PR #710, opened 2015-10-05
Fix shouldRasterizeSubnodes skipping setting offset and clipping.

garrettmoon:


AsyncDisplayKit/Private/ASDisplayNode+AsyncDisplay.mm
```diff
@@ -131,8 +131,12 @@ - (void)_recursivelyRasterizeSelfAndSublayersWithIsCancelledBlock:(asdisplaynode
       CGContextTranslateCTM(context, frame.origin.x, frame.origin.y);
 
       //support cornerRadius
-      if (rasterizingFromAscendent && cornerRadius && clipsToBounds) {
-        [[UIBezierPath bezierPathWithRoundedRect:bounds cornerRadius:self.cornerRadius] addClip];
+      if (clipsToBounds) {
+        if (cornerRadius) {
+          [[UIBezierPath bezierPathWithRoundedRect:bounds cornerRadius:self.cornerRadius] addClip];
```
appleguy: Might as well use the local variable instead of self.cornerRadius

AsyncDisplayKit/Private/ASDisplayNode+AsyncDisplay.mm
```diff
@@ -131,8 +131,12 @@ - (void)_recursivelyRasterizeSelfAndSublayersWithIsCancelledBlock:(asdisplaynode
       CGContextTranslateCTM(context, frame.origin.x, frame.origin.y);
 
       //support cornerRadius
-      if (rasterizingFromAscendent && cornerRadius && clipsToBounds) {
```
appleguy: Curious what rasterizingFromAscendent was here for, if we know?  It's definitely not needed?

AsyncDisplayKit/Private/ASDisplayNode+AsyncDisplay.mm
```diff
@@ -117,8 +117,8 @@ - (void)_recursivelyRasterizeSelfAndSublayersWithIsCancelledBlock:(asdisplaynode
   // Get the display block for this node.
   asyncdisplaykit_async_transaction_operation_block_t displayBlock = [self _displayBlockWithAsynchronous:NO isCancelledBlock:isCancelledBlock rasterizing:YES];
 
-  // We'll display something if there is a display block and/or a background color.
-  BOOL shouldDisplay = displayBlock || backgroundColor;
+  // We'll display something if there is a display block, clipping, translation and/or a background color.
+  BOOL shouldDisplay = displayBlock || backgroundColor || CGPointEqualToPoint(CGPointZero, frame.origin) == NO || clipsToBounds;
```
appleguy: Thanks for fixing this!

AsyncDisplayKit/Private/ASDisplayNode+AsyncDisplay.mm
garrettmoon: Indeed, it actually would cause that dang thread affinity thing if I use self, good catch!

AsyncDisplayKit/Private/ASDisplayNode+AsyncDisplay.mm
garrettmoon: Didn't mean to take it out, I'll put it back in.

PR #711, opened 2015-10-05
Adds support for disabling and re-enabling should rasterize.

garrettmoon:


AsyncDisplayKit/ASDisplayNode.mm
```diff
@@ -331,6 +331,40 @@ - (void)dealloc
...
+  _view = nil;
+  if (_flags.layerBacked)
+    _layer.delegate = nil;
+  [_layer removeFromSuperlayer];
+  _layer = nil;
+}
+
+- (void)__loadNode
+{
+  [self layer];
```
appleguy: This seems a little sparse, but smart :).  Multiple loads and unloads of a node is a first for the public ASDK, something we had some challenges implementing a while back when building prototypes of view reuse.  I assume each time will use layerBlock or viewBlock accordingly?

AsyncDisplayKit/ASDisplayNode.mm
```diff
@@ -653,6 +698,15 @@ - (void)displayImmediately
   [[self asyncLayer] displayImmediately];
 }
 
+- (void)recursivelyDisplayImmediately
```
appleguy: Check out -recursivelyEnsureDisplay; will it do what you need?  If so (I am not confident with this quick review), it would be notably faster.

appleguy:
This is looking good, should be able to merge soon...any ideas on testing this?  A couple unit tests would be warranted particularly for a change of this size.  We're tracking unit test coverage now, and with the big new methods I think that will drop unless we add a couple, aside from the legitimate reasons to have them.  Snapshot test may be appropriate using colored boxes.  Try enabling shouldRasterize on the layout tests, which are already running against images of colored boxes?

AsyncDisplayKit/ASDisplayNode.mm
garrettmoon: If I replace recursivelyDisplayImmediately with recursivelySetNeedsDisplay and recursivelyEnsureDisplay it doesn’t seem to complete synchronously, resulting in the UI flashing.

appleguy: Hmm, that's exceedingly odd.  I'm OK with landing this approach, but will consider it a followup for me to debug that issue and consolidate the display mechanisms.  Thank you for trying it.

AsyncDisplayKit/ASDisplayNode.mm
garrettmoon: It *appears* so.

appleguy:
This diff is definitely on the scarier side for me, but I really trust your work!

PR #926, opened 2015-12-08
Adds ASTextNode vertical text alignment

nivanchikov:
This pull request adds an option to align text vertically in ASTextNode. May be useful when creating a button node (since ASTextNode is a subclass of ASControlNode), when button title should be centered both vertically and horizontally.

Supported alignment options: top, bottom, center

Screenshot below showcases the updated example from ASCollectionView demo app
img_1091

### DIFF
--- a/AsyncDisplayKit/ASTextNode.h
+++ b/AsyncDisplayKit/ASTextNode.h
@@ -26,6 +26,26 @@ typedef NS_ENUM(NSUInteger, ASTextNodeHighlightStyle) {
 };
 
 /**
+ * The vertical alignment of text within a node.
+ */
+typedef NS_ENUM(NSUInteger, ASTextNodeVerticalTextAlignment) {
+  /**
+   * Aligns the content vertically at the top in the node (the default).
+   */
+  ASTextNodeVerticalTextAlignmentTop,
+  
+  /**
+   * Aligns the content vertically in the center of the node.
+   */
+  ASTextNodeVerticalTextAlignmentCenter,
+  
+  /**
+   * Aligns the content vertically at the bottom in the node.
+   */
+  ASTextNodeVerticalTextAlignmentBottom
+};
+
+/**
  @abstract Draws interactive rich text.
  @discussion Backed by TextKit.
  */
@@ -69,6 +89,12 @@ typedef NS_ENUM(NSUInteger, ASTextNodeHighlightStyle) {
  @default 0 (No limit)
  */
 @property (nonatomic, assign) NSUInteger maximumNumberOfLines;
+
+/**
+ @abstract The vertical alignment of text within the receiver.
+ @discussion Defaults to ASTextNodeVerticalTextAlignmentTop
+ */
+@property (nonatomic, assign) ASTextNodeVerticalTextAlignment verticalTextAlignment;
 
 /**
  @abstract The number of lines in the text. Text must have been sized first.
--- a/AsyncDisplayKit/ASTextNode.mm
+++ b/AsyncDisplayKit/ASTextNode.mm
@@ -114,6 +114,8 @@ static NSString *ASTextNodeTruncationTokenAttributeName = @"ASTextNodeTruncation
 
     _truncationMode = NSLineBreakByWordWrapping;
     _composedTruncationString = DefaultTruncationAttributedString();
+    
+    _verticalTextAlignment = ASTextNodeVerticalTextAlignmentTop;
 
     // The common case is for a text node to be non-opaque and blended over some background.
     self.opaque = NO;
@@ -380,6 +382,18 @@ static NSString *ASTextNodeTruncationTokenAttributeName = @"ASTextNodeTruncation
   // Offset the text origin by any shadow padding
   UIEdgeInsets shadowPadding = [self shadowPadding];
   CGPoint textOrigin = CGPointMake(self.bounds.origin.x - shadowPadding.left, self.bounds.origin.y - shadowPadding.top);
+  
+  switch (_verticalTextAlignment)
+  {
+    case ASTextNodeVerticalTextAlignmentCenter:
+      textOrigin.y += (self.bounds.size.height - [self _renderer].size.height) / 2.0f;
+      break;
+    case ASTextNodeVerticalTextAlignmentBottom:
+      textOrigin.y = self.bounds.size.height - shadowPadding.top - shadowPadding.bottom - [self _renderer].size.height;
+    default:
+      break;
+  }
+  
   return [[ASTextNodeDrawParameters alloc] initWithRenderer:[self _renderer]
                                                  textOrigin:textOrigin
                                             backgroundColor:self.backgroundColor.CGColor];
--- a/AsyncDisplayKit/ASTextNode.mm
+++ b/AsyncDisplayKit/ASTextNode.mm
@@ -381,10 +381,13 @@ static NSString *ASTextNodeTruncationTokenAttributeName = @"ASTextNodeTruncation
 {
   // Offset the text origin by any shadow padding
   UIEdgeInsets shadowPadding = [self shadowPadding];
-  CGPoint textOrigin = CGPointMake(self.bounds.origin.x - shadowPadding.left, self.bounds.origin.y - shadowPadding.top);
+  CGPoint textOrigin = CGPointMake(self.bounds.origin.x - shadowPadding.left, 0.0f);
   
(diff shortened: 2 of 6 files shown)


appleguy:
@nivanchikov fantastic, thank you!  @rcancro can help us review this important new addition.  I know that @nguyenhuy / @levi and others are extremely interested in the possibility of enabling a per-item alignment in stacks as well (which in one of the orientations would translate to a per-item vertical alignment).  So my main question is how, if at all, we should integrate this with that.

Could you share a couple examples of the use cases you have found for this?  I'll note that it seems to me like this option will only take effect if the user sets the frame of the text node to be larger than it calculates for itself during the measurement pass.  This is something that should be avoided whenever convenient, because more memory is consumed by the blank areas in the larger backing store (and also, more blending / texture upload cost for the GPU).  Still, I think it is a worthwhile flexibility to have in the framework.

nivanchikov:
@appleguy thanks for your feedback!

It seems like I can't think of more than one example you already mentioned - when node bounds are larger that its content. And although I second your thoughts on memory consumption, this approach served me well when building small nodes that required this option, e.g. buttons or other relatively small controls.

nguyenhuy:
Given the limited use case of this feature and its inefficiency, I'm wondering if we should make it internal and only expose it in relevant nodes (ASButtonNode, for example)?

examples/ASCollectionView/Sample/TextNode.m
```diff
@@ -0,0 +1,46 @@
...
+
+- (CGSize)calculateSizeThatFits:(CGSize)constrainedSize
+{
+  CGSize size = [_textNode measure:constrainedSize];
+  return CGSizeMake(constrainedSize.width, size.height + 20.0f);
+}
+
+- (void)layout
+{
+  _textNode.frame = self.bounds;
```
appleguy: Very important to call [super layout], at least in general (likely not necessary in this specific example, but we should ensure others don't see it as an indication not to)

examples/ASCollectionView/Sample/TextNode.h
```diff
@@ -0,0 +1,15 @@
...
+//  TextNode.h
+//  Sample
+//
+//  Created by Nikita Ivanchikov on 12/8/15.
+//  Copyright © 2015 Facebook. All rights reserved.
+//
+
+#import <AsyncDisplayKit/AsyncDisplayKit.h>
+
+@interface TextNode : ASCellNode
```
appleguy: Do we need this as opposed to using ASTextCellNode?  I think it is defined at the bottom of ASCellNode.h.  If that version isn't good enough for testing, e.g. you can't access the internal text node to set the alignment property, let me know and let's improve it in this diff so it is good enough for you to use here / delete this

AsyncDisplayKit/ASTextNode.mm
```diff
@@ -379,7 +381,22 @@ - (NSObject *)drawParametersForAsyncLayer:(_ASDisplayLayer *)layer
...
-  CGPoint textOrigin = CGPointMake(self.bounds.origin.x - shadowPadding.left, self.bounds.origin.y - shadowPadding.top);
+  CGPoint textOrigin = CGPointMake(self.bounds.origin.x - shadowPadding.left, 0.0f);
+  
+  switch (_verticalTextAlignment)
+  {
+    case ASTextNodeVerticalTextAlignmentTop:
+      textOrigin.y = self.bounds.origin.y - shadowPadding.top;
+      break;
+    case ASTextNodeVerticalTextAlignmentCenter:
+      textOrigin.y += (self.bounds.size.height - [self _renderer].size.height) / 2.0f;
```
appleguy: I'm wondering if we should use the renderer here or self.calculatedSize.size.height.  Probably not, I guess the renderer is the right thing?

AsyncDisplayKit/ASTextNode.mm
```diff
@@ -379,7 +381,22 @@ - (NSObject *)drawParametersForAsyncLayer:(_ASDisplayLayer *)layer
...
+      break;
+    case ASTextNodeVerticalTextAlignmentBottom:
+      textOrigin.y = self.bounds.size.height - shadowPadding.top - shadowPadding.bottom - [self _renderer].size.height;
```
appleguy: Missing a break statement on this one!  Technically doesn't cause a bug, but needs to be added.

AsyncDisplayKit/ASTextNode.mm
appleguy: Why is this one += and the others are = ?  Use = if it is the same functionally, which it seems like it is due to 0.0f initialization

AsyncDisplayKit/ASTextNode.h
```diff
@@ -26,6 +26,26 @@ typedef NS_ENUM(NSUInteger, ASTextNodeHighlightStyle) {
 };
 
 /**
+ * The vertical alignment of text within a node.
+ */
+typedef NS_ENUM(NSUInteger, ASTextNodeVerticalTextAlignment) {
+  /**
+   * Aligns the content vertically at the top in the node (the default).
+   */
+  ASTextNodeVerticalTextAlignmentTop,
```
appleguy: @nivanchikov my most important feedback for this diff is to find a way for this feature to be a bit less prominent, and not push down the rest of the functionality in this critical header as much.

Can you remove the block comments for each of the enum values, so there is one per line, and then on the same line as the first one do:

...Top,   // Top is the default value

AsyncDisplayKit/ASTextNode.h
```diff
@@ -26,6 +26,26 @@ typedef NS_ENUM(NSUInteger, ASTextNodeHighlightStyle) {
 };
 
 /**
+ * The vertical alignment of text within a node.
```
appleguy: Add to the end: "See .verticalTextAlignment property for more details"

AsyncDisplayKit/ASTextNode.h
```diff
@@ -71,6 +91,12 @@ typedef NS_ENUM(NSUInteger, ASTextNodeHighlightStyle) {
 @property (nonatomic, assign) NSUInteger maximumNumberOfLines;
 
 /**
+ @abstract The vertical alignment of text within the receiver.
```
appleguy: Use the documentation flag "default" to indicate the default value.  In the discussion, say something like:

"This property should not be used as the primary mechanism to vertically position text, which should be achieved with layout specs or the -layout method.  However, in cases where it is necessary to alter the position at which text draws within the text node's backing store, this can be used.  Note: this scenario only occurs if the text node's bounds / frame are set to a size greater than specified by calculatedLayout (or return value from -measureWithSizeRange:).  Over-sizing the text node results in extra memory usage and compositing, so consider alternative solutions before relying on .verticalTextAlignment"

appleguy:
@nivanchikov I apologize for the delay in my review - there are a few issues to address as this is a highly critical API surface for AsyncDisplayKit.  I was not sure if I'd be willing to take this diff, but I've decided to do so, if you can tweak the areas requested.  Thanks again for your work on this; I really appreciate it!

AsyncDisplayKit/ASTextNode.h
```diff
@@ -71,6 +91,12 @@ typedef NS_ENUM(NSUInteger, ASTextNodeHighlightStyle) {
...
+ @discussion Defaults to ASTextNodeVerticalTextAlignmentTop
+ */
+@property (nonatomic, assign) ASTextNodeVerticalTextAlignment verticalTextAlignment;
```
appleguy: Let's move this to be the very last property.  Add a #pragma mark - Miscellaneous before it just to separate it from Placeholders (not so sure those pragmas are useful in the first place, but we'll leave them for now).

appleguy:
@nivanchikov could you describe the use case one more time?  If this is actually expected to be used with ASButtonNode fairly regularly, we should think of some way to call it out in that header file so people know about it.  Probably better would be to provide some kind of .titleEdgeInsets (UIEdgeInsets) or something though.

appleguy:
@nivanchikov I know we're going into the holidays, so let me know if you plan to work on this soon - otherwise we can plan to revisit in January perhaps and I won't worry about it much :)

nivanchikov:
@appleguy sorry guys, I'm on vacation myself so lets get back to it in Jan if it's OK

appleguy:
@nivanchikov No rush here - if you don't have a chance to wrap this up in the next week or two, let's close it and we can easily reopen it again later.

++++++++++++++++++++

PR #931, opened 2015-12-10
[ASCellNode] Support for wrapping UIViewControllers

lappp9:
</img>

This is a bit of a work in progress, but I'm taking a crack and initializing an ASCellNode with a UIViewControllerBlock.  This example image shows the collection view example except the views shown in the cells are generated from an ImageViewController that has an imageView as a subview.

++++++++++++++++++++

From the entries above, list each line with "BOOL" in it.

-  BOOL shouldDisplay = displayBlock || backgroundColor;
+  BOOL shouldDisplay = displayBlock || backgroundColor || CGPointEqualToPoint(CGPointZero, frame.origin) == NO || clipsToBounds;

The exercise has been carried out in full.